*** SUPPLIED MATERIAL ***
PR #47, opened 2017-01-24
Fix XML formatting

meltsufin:
Fixing indentation in the poms.


meltsufin:
:+1: on the static analysis. Do you mind creating an issue for that?

PR #49, opened 2017-01-25
Issue https://github.com/GoogleCloudPlatform/jetty-runtime/issues/120

gregw:
Make docker-entrypoint easily extensible for https://github.com/GoogleCloudPlatform/jetty-runtime/issues/120


meltsufin:
@gregw Thinking about this a bit more, I think I'd rather just have the child image append to the `setup-env.bash`, and then this PR is not needed.

gregw:
OK that works.

PR #53, opened 2017-02-02
Master gae zone

gregw:
Set the GAE_ZONE environment variable if it is not already set and the GAE_INSTANCE variable is set.


gregw:
This has #52 merged in anticipation

gregw:
See discussion in https://github.com/GoogleCloudPlatform/jetty-runtime/pull/81

PR #54, opened 2017-02-09
Cloud container builds

aslo:
Allows the use of [cloud container builder](https://cloud.google.com/container-builder/docs/) to perform docker builds in the cloud.

BEFORE MERGING
- [x] determine whether the `gcr.io/cloud-builders/maven` build step is suitable for our use


aslo:
@meltsufin Do you want to merge this now? Or wait until we figure out what we're doing with `gcr.io/cloud-builders/maven`?

scripts/cloudbuild.sh
```diff
@@ -0,0 +1,31 @@
...
+# distributed under the License is distributed on an "AS IS" BASIS,
+# WITHOUT WARRANTIES OR CONDITIONS OF ANY KIND, either express or implied.
+# See the License for the specific language governing permissions and
+# limitations under the License.
+
+set -e
+
+projectRoot=`dirname $0`/..
+
+DOCKER_NAMESPACE='gcr.io/$PROJECT_ID'
```
meltsufin: Does Cloud Build automatically substitute PROJECT_ID?

scripts/cloudbuild.sh
```diff
@@ -0,0 +1,31 @@
...
+RUNTIME_NAME="openjdk"
+CANDIDATE_NAME="8-`date +%Y-%m-%d_%H_%M`"
+
+export IMAGE="${DOCKER_NAMESPACE}/${RUNTIME_NAME}:${CANDIDATE_NAME}"
+echo "IMAGE: $IMAGE"
+
+envsubst < $projectRoot/cloudbuild.yaml.in > $projectRoot/target/cloudbuild.yaml
```
meltsufin: Is there any reason why you wouldn't want to do all of this in maven instead with maven-exec-plugin? You could also then avoid using `evnsubst` and do maven source filtering instead.

scripts/cloudbuild.sh
aslo: Yep, that's why the right side of this assignment is in single quotes, so $PROJECT_ID won't be evaluated locally. 

https://cloud.google.com/container-builder/docs/api/build-requests#substitutions

scripts/cloudbuild.sh
aslo: That's definitely an option. One nice thing about this approach is that it doesn't require maven (or java, for that matter) to be installed on the machine that kicks off the build. That would make it easier to run this in CI environments.

aslo: One other thing - The way you're proposing would look like
```
local maven -> cloud builder -> remote maven -> remote docker
```
It seems a bit weird to me to have the same maven project invoked during several different points in the same build, no?

meltsufin: Good point. Plus, there isn't really anything to build with Maven if you're using Cloud Build.

PR #56, opened 2017-02-16
Fix an issue where cloudbuild.sh fails to run

DominicKramer:
In particular, on a fresh checkout, running `scripts/cloudbuild.sh` would fail because a `target` directory
doesn't exist in the project root directory.  This is probably because `git` doesn't track empty directories.


DominicKramer:
I doesn't look like I have the required permissions to merge the PR.

PR #58, opened 2017-02-17
Fix difference between GAE_IMAGE_LABEL and actual image tag when released

meltsufin:


meltsufin:
@aslo PTAL

scripts/cloudbuild.sh
```diff
@@ -20,7 +20,7 @@ projectRoot=`dirname $0`/..
 
 DOCKER_NAMESPACE='gcr.io/$PROJECT_ID'
 RUNTIME_NAME="openjdk"
-CANDIDATE_NAME="8-`date +%Y-%m-%d_%H_%M`"
+export CANDIDATE_NAME="8-`date +%Y-%m-%d-%H-%M`"
```
gregw: Why is it `CANDIDATE_NAME` rather than `LABEL`?    Other than that, this is good and builds fine for me.

aslo: :+1: maybe it makes sense to change this to `LONG_TAG` to match what's in the pom?

pom.xml
```diff
@@ -28,12 +28,14 @@
   <properties>
     <project.build.sourceEncoding>UTF-8</project.build.sourceEncoding>
     <project.reporting.outputEncoding>UTF-8</project.reporting.outputEncoding>
-    <maven.build.timestamp.format>yyyy-MM-dd_HH_mm</maven.build.timestamp.format>
+    <maven.build.timestamp.format>yyyy-MM-dd-HH-mm</maven.build.timestamp.format>
```
aslo: Just curious, what's the reason for changing the underscores to hyphens here?

meltsufin: It's for consistency with jetty-runtime mostly.

scripts/cloudbuild.sh
meltsufin: I'll go with `DOCKER_TAG_LONG` to match terminology in POM.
*** End of SUPPLIED MATERIAL ***
WHAT YOU HAVE TO DO — Gather all lines from the records above in which "reason" appears.

ANSWER BOX —
meltsufin: Is there any reason why you wouldn't want to do all of this in maven instead with maven-exec-plugin? You could also then avoid using `evnsubst` and do maven source filtering instead.
aslo: Just curious, what's the reason for changing the underscores to hyphens here?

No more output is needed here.